| > I haven’t carried keys of any kind for… 6 years at this point? You do you, of course, but I've absolutely relied on physical keys on numerous occasions over the years even when electronic methods exist. Garage door spring broke or power is out, and battery died on your electronic house lock? You're not getting in. Keyless fob ignition car ends up in a very strange state where, even though I have the fob in my hand and the car is running, it won't respond because the doors were locked from the inside by the dog? Happened. Actually had that conversation about the house with my wife when she didn't carry house keys: do you want to find yourself stuck out of the house while the pets freeze or boil because you didn't just carry a damned key? |
How, exactly, would this happen simultaneously? Any reasonable system should alert you when batteries in your locks are running low. Unless you brazenly disregard those warnings (since, the low battery at least on mine means you still have... weeks left of battery), you will always have access. Also, with multiple entry-points into the house, you'd need ALL door locks to have their batteries die simultaneously. And the power to be out. That's a level of redundancy that is just unreasonable.

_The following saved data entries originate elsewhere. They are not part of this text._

PR #450, opened 2016-10-14
Convert LDP class to es6 class syntax

dmitrizagidulin:
Convert the LDP class (`lib/ldp.js`) to ES6 class syntax.
Also remove external `string` lib dependency in LDP class.

### DIFF
--- a/lib/ldp.js
+++ b/lib/ldp.js
@@ -1,7 +1,5 @@
-module.exports = LDP
 var mime = require('mime-types')
 var path = require('path')
-var S = require('string')
 var fs = require('fs')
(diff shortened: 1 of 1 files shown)


dmitrizagidulin:
@nicola @dan-f @deiu Ready for review. (This was a syntactic change only, conversion to ES6 notation.)

dan-f:
Protip: add `?w=1' to the Github URL to ignore whitespace in the diff.

dan-f:
Fine by me, though there's more es6-ing that could take place, like replacing `var`s with `let`s or `const`s. Wondering why we're doing this now.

> Actually had that conversation about the house with my wife when she didn't carry house keys: do you want to find yourself stuck out of the house while the pets freeze or boil because you didn't just carry a damned key?
In what world would your pets die because you got locked out of the house? You should have AC/heating... and in some sort of power outage event (which, also, would require you to not be home either), your pets are certainly not going to freeze/overheat immediately. In such a crazy unrealistic scenario, breaking a window or drilling out a lock is a straightforward solution. But also, that would require so many multiple events to happen simultaneously (to get to needing to break a window) that it will never reasonably happen.